Capitalism’s closest ally
“I think of titanium dioxide as capitalism’s closest ally,” Johnslien says. “Because of its high applicability, it immediately became very popular. Due to its opaque and clean colour, its chemical stability, its adhesive qualities and also the fact that it was not hazardous to health so it was believed to be safe for use in food, it has ended up affecting our reality more than I think we are able to envisage,” she says.
“Imagine what the world would have looked like without TiO2,” she enthuses. “Food would have looked less inviting, medicinal products would appear less neutral and trustworthy – even the paper of this magazine would be less white! The new, the bright and the clean, white products and materials we surround ourselves with are the objects of desire in a commercial capitalist system, and without the bright white pigment, the world would have been less desirable.”
Johnslien continues: “The fact that titanium dioxide is a material we’re constantly surrounded by without being aware of, and that it has affected our modern world to such a large degree, are the driving forces for my artistic project.” She has investigated the material through photographing the places it gets produced, through writing a text about its history and making ceramic sculptures with the material.
“The results will be presented as a book, and as two series of sculptures at gallery ROM in Oslo.

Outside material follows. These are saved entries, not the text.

PR #2359, opened 2022-10-21
Improvements to manually changed coordinates

cquiroz:
This fixes a regression where the aladin view doesn't update when coordinates change manually.
View offsets will be reset when the offset changes thus recentering the view


toddburnside (approved):
LGTM

PR #2363, opened 2022-10-21
Color code the guide speeds

cquiroz:
image


swalker2m:
Wow, cool.  Is the selected one blue?  How can you tell its guide speed?  Are out-of-range options always red regardless of guide speed?

cquiroz:
Yes, cyan is selected, I'm not sure maybe we just want to use the same color as corresponding to fast.
The speed can be seen on the overlay on the bottom light.
Out of rang will be red

swalker2m:
> Out of rang will be red

In the OT at least we were told to color code even the out of range ones so that they could tell whether there were good candidates just out of reach if they moved the PA or base or whatever.

common/src/main/webapp/sass/visualization.scss
```diff
@@ -161,22 +161,50 @@
...
       stroke-width: 0.5px;
-      fill: hsl(180deg 100% 50%);
+      stroke: hsl(120deg 60.7% 33.9%);
+      fill: var(--ags-fast-guide-speed-color);
+      fill-opacity: 70%;
     }
 
-    &.guide-star-candidate-target-visible {
-      display: inline;
+    // fast -> yellow
```
rpiaggio, line 176: Should the comment say `medium` ?

explore/src/main/scala/explore/targeteditor/AgsOverlay.scala
```diff
@@ -65,10 +66,14 @@ object AgsOverlay {
             ),
             <.div(
               ExploreStyles.AgsDescription,
-              analysis.quality match {
-                case AgsGuideQuality.DeliversRequestedIq =>
-                  Icons.CircleSmall.clazz(ExploreStyles.AgsGoodIQ)
-                case _                                   => ""
+              analysis.match {
+                case AgsAnalysis.Usable(_, _, Some(GuideSpeed.Fast), _, _)   =>
```
rpiaggio, line 70: Can we use the `case` clauses just for the class?

rpiaggio (approved):
LGTM

toddburnside (approved):
LGTM

cquiroz:
For performance reasons we are calculating whether a target falls into thte patrol field and only then we calculate quality.
To color the stars outside we'd need to calculate it for each.
The most expensive part is calculating vignetting maybe we could calculate speed but not vignetting?

swalker2m:
> The most expensive part is calculating vignetting maybe we could calculate speed but not vignetting?

Seems reasonable to me. The vignetting isn't really relevant if the probe can't reach the guide star anyway.  That is, it would likely change if the observation were edited such that the probe _could_ reach the candidate.

swalker2m:
Just an idea, but maybe out of reach candidates could be more transparent or something to distinguish them a bit.

cquiroz:
I guess you can have unusable guidestars inside the patrol field, right?

andrewwstephens:
> In the OT at least we were told to color code even the out of range ones so that they could tell whether there were good candidates just out of reach if they moved the PA or base or whatever.

I think we want to do the same thing here assuming it won't slow things down too much.

cquiroz:
I'll investigate the changes to the AGS algorithm in a separate ticket

PR #2368, opened 2022-10-23
Select the focused target on the target table

cquiroz:
Fixes a small bug on the target tab with asterisms

### DIFF
--- a/explore/src/main/scala/explore/targeteditor/AladinContainer.scala
+++ b/explore/src/main/scala/explore/targeteditor/AladinContainer.scala
@@ -68,7 +68,7 @@ object AladinContainer {
   private given Reusability[Props]               =
     Reusability.by(x => (x.asterism, x.obsConf, x.allowMouseScroll, x.options))
   private given Reusability[Fov]                 = Reusability.by(x => (x.y, x.y))
-  private given Reusability[Asterism]            = Reusability.by(_.toSiderealTracking)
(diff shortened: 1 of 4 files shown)


explore/src/main/scala/explore/targeteditor/AladinContainer.scala
```diff
@@ -68,7 +68,7 @@ object AladinContainer {
   private given Reusability[Props]               =
     Reusability.by(x => (x.asterism, x.obsConf, x.allowMouseScroll, x.options))
   private given Reusability[Fov]                 = Reusability.by(x => (x.y, x.y))
-  private given Reusability[Asterism]            = Reusability.by(_.toSiderealTracking)
+  private given Reusability[Asterism]            = Reusability.by(x => (x.toSiderealTracking, x.focus.id))
```
toddburnside, line 71: Since it is used in both places, should `Reusability[Asterism]` be moved someplace common? Or, if it is specific enough to Aladin to keep it isolated but it needs to be the same in these 2 places, maybe it could be passed as a given from `AladinCell` to `AladinContainer`?

toddburnside (approved):
LGTM

explore/src/main/scala/explore/targeteditor/AladinContainer.scala
cquiroz: Yes, it is aladin specific, normally you'd you use `byEq` but I don't want a refresh if e.g. you change the brightness

PR #2380, opened 2022-10-26
Support target import of csv files

cquiroz:
This is the first PR to support target import. This lets you open a csv file with name/ra/dec columns and import the targets.

In future updates we'll support importing brightnesses, etc

The current API only accepts adding targets one by one thus this gets very slow when adding, e.g. 1000 targets but it is very usable for a few hundreds.

https://user-images.githubusercontent.com/3615303/198096928-9b57cd51-d37e-4e3c-8729-9ea914e78b0b.mp4

### DIFF
--- a/explore/src/main/scala/explore/tabs/TargetTabContents.scala
+++ b/explore/src/main/scala/explore/tabs/TargetTabContents.scala
@@ -61,9 +61,9 @@ import react.draggable.Axis
 import react.gridlayout.*
 import react.hotkeys.*
 import react.hotkeys.hooks.*
+import react.primereact.PrimeStyles
 import react.primereact.Toast
 import react.primereact.hooks.all.*
-import react.primereact.PrimeStyles
 import react.resizable.*
 import react.resizeDetector.*
 import react.resizeDetector.hooks.*
--- a/explore/src/main/scala/explore/tabs/TargetTabContents.scala
+++ b/explore/src/main/scala/explore/tabs/TargetTabContents.scala
@@ -63,6 +63,7 @@ import react.hotkeys.*
 import react.hotkeys.hooks.*
 import react.primereact.Toast
 import react.primereact.hooks.all.*
+import react.primereact.PrimeStyles
 import react.resizable.*
 import react.resizeDetector.*
 import react.resizeDetector.hooks.*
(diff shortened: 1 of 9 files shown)


explore/src/main/scala/explore/tabs/TargetTabContents.scala
```diff
@@ -61,6 +61,7 @@ import react.draggable.Axis
 import react.gridlayout.*
 import react.hotkeys.*
 import react.hotkeys.hooks.*
+import react.primereact.PrimeStyles
```
toddburnside, line 64: Is this being used here?

explore/src/main/scala/explore/targets/TargetSummaryTable.scala
```diff
@@ -174,34 +184,55 @@ object TargetSummaryTable extends TableHooks:
...
+                        ^.cls     := "pl-compact p-component p-button p-fileupload",
+                        ^.htmlFor := "target-import",
+                        Icons.FileImport
+                ),
+                <.input(^.tpe     := "file",
+                        ^.onChange ==> onTextChange,
+                        ^.id      := "target-import",
+                        ^.name    := "file",
+                        ^.accept  := ".csv"
+                ),
```
toddburnside, line 217: Clever to hide the button. 

It's strange to me that clicking on the label would open the dialog, but useful.

explore/src/main/scala/explore/targets/TargetSummaryTable.scala
```diff
@@ -174,34 +184,55 @@ object TargetSummaryTable extends TableHooks:
...
+                .runAsyncAndForget,
             acceptClass = PrimeStyles.ButtonSmall,
             rejectClass = PrimeStyles.ButtonSmall,
             icon = Icons.SkullCrossBones.color("red")
           )
 
+        def onTextChange(e: ReactEventFromInput): Callback =
+          val files = e.target.files.toList
+          // set value to null so we can reuse the import button
+          (Callback(e.target.value = null) *> filesToImport.set(files)).when_(files.nonEmpty)
```
toddburnside, line 200: What does the setting to `null` do?

toddburnside (approved):
LGTM

explore/src/main/scala/explore/tabs/TargetTabContents.scala
cquiroz: Maybe at some point in time 😄

explore/src/main/scala/explore/targets/TargetSummaryTable.scala
cquiroz: It is a bit odd but it seems the standard way to customize the button
Note that prime react has a `FileUpload` component but it assumes the file is uploaded to a backend where we are here processing it locally

explore/src/main/scala/explore/targets/TargetSummaryTable.scala
cquiroz: Once you select a file value is set, thus you cannot click again to open another one. The solution is to set it to null thus allowing it to be set again

explore/src/main/scala/explore/targets/TargetSummaryTable.scala
toddburnside: Interesting. Thanks.

I was just looking at FileUpload. It seems like you could use it if you want and set `customUpload` to true and provide a `uploadHandler`. Not sure what extra it would give you or how hard it would be to use.  I could do a facade for it if you think it would be useful.

explore/src/main/scala/explore/targets/TargetSummaryTable.scala
toddburnside: Thanks for the information. I never would have guessed.

cquiroz: Me neither, it took me a while and somo stack overflow searches to find out

explore/src/main/scala/explore/targets/TargetSummaryTable.scala
cquiroz: I don't think we'll need it very soon

rpiaggio (approved):
LGTM, nice

PR #2396, opened 2022-10-29
Summary virtual

cquiroz:


cquiroz:
Fixes [sc-1760]

cquiroz:
This includes a fix we'd need for testing. I'll just merge it as it is fairly small

explore/src/main/scala/explore/targets/TargetSummaryTable.scala
```diff
@@ -241,11 +245,13 @@ object TargetSummaryTable extends TableHooks:
...
             )
           ),
-          PrimeTable(
+          PrimeVirtualizedTable(
             table,
+            _ => 32.toPx,
             striped = true,
             compact = Compact.Very,
             tableMod = ExploreStyles.ExploreTable |+| ExploreStyles.ExploreSelectableTable,
+            containerMod = ExploreStyles.ExploreFullHeightTable,
```
rpiaggio, line 254: Did you try `AutoHeightPrimeVirtualizedTable`? Maybe this class is not necessary.

cquiroz: Ah I could try that, I thought it was auto row height

cquiroz: Yeah that works, thanks

PR #2398, opened 2022-10-29
Allow sorting by mag regardless of units

cquiroz:


explore/src/main/scala/explore/targets/TargetColumns.scala
```diff
@@ -149,7 +149,8 @@ object TargetColumns:
             t => targetBrightnesses.get(t).flatMap(_.get(band))
           ).setCell(_.value.map(displayWithoutError(_)(displayBrightness)).orEmpty)
             .setSize(80.toPx)
-            .setEnableSorting(false) // We cannot sort since there may be different units.
+            // By user request we allow sorting by value though there maybe a mix of units
+            .sortableBy(_.map(_.value))
```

I am inspired by what the British philosopher Timothy Morton calls hyper-objects — objects so large and omnipotent that we become blind to them. If my work can contribute to making people more aware of their visual surroundings, and how materials we surround ourselves with connect to nature and the ecological system, I think I have succeeded.”
Johnslien is looking at how titanium dioxide acts when used in ceramic glazes, and how, perhaps, it can tell us more of the material nature of the pigment. In ceramics glazes, TiO2 isn’t used for its white colour, but for its mechanical properties. It binds well to the clay, allowing it to easily coat the sculpture. It can also be used for crystalline effects, where it, by reacting to other chemicals, may produce beautiful crystal shapes on the surface of the ceramic objects.
The pure, white properties that are so desired by the world disappear during these processes. Johnslien’s project exposes how our idea that white is pure, clean and immaterial is a constructed truth – a white lie. The whiteness comes from the Norwegian mountains, brought to us through chemical and environmentally damaging processes. She attempts to make us see the whiteness in a new way — and to bring it back to its origins — back to the earth.
The exhibition White to Earth opens at ROM, Oslo, 21 January 2020, and lasts until 23 February.